(Exercise materials)

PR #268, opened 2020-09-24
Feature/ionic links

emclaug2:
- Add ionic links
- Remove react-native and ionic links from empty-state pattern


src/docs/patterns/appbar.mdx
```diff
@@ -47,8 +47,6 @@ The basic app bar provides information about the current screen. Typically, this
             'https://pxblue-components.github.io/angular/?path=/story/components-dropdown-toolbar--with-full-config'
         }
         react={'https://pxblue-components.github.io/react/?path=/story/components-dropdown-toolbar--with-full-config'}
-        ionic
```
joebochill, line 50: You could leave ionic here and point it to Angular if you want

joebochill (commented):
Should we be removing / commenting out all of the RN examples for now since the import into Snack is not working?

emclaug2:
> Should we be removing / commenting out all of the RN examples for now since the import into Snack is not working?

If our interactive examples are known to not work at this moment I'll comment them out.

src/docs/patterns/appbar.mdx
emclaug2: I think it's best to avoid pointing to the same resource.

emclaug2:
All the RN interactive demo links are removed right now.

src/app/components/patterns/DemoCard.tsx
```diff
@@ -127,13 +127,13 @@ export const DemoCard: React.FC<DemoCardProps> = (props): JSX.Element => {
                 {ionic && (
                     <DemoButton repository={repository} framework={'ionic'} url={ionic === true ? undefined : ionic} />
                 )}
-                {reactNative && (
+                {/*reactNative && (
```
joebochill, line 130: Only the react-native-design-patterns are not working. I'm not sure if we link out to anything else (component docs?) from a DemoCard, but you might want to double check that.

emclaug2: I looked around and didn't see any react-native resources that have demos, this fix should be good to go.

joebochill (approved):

(End Exercise materials)
(Exercise materials)

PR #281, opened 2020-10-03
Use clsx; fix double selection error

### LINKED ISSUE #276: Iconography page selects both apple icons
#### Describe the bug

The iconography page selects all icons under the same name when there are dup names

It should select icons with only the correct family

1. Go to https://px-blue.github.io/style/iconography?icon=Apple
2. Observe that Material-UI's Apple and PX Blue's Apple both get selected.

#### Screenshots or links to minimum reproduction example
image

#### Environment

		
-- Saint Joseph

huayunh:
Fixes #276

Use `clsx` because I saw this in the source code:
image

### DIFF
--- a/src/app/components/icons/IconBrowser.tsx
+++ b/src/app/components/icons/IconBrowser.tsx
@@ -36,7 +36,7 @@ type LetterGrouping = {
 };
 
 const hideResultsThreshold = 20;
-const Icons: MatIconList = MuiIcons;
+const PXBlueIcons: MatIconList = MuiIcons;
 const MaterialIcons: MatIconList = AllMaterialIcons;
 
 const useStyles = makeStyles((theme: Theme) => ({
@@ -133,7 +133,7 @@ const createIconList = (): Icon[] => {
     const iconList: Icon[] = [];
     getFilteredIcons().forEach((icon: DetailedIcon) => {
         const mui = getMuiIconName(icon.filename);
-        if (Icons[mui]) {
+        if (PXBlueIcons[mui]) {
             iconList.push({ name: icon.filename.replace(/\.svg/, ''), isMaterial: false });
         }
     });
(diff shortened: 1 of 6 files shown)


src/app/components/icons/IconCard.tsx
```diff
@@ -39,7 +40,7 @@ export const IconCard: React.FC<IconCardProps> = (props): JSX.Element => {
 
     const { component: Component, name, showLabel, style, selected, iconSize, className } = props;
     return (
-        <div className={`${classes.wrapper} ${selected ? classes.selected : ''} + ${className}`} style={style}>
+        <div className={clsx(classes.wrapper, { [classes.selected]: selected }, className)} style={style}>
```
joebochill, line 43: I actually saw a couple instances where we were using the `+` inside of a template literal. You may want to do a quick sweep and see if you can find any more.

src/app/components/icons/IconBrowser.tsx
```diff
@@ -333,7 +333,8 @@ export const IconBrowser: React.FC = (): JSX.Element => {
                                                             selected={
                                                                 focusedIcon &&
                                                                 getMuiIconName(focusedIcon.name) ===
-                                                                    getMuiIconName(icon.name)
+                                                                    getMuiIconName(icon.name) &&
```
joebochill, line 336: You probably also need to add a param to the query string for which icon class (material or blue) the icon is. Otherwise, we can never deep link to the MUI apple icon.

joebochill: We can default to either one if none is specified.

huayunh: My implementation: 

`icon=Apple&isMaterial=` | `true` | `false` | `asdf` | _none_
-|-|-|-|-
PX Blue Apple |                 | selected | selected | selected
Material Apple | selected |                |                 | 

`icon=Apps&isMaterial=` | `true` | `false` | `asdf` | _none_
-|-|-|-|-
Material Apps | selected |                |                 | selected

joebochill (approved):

(End Exercise materials)

[Aim of the task] Which lines above contain the word "props"? Copy each one.

[Problem solution]
@@ -127,13 +127,13 @@ export const DemoCard: React.FC<DemoCardProps> = (props): JSX.Element => {
@@ -39,7 +40,7 @@ export const IconCard: React.FC<IconCardProps> = (props): JSX.Element => {
     const { component: Component, name, showLabel, style, selected, iconSize, className } = props;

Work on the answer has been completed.